American Atheist responded to this with,

“Translation: 56% of the younger generation thinks religion is not very important. That’s more than half, folks!”

I wanted to dig into the numbers to see if that excerpt was overstating the degree of irreligion among the young, and so downloaded the full report (1mb PDF) If anything, however, the situation is even better/worse (depending on your point of view) than that excerpt lets on — significant percentages of young people classified themselves as atheists/agnostics/no religion,

Age Group % Atheists / Agnostics/ No Religion
18-29 25%
30-49 18%
50-64 13%
65+ 7%

For the 18-29 year old group, more people identified themselves as atheist/agnostic/no religion than identified themselves as Catholic. This is, of course, entirely consistent with other surveys of religious belief that have shown dramatic increases in unbelief/lack of religious affiliation over the past couple decades, but is still kind of amazing to actually see accelerate.

Pope: Condoms Make AIDS Crisis Worse

The Pope is taking a lot of heat for his idiotic comments that condoms actually make the problem of AIDS in Africa worse.

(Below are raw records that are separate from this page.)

PR #1054, opened 2025-06-02
Allow writing custom metadata to cassettes

balvig:
## What

This allows saving and retrieving extra metadata using `VCR::Cassette#metadata`.

Its purpose is similar to that of `VCR::Cassette#originally_recorded_at` in storing and setting up state from the time of recording when replaying cassettes.

## Why

The specific use case I had was related to writing tests against an API that required a unique email for every test run:

```rb
def setup
  VCR.insert_cassette("example")
end

def teardown
  VCR.eject_cassette
end

def create_user
  make_http_request("/users", email: "user@example.com")
end

test "First time works" do
  create_user # Works first time
end

test "Second time doesn't" do
  create_user #  => Error: Email has already been taken
end
```

I solved this by generating a unique postfix every time a test was run, something like this:

```rb
def setup
  @user_email_postfix = SecureRandom.uuid
  cassette = VCR.insert_cassette("example")
  if cassette.recording?
    cassette.metadata["email_postfix"] = @email_postfix # store generated postfix when recording
  else
    @email_postfix = cassette.metadata["email_postfix"] # set postfix from metadata when replaying
  end
end

def teardown
  VCR.eject_cassette
end

def create_user
  make_http_request("/users", email: "user+#{@email_postfix}@example.com")
end

test "First time works" do
  create_user # => Created user+c0d6136e-7b22-4240-b5a6-8787786a3387@example.com
end

test "Second time also works" do
  create_user # => Created user+71d919d4-05b0-4b2f-9b64-2d371844dd9f@example.com
end
```

To replay these tests with the original postfix, I needed a way to store the postfix that was in effect at the time of recording.

## Anything else

Please let me know if I'm overlooking a more effective way to achieve this!
And thank you for creating VCR, it's been a massive help in my work. 🙂


features/cassettes/custom_metadata.feature
```diff
@@ -0,0 +1,80 @@
+Feature: Custom Metadata
+
+  Custom metadata can be used to store extra data alongside
+  the recordings for later retrievel using `VCR::Cassette#metadata`.
```
olleolleolle, line 4:
```suggestion
  the recordings for later retrieval using `VCR::Cassette#metadata`.
```

lib/vcr/cassette.rb
```diff
@@ -149,8 +149,13 @@ def recording?
...
         "http_interactions" => interactions_to_record.map(&:to_hash),
-        "recorded_with"     => "VCR #{VCR.version}"
-      }
+        "recorded_with"     => "VCR #{VCR.version}",
+        "metadata"          => metadata
+      }.reject { |k, v| v.empty? }
+    end
+
+    def metadata
+      @metadata ||= recording? ? {} : deserialized_hash['metadata']
```
olleolleolle, line 158: Perhaps we require something like this?

```suggestion
      @metadata ||= recording? ? {} : (deserialized_hash['metadata'] || {})
```

There already existed tests which had a `nil` value in metadata, so we had coverage of that branch of things.

olleolleolle (commented):
An interesting proposal!

balvig:
Thank you for the suggestions @olleolleolle! 👍

olleolleolle (approved):
Thanks for adding this capability, @balvig!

An AFP report noted,

Pope Benedict XVI sparked global condemnation with his comments as he began his first visit to Africa as pontiff on Tuesday

Benedict said on the plane taking him to Cameroon that AIDS “cannot be overcome through the distribution of condoms, which even aggravates the problems.”

Reuters had a report on Vatican efforts to defend the Pope’s comments. The basic claim seems to be that even if condoms decrease the risk of spreading AIDS by some percentage, that they increase the risk by encouraging more sexually risky behavior to begin with.

Yes, the Roman Catholic Church is essentially claiming that without the availability of condoms, people would not be engaging in risky sexual behaviors. This seems a lot like the idiotic argument used against the HPV vaccine. Yeah, before there were effective ways of preventing certain sexually transmitted diseases, nobody ever engaged in risky behaviors.

Apparently, if you aren’t risking death every time you have sex, the terrorists have won!

CFI on Baylor Study of Religiosity in America

The Center for Inquiry has a press release announcing a new report criticizing the methodology of Baylor University’s ongoing look at levels of religiosity in America, recently published in book form as What Americans Really Believe.

The CFI report, available as a PDF download here, makes a fairly persuasive case that the Baylor reports are cherry picking data to exaggerate the extent of religious belief in the United States and diminish the growing level of skepticism about the existence of God (though that does not necessarily, unfortunately, lead to atheism per se).

Baylor outsources it polling to Gallup, which has long been asking Americans about their religious beliefs, the core of the CFI argument is that there is a lot of Gallup data that directly contradicts the Baylor claims. Essentially, the report alleges that Baylor is classifying a lot of people who do not believe in God or are agnostics as religious. In the process, a lot of fascinating data about religious belief and skepticism is prevented including this amazing chart based on Gallup polls,

2001 2004 2007
Believe in God 89.70 89.91 86.29
Not Sure About God 6.83 5 7.56
Don’t Believe In God 2.69 4.25 5.84
Don’t Know 0.7 0
Adding the last three together for total atheists and agnostics 9.52 9.95 13.4

As Greg Paul, author of the CFI report argues,

Just last year, more than 13 percent of Americans told Gallup they had significant doubts about the existence of God. This is the highest level of religious skepticism recorded by the organization over six decades. Nor does any recent Gallup survey match the extremely low levels of disbelief in God reported from the 1940s into the 60s. Gallup’s data shows clearly that popular atheism has not held stable over time. On the contrary, unbelief in God was far less prevalent in the mid-twentieth century than it is today. This forces the question: How could the Baylor team be unaware of a large body of findings made by the organization that is its partner in the current survey project?

The entire report  can be downloaded here (PDF) and is well worth reading in its entirety.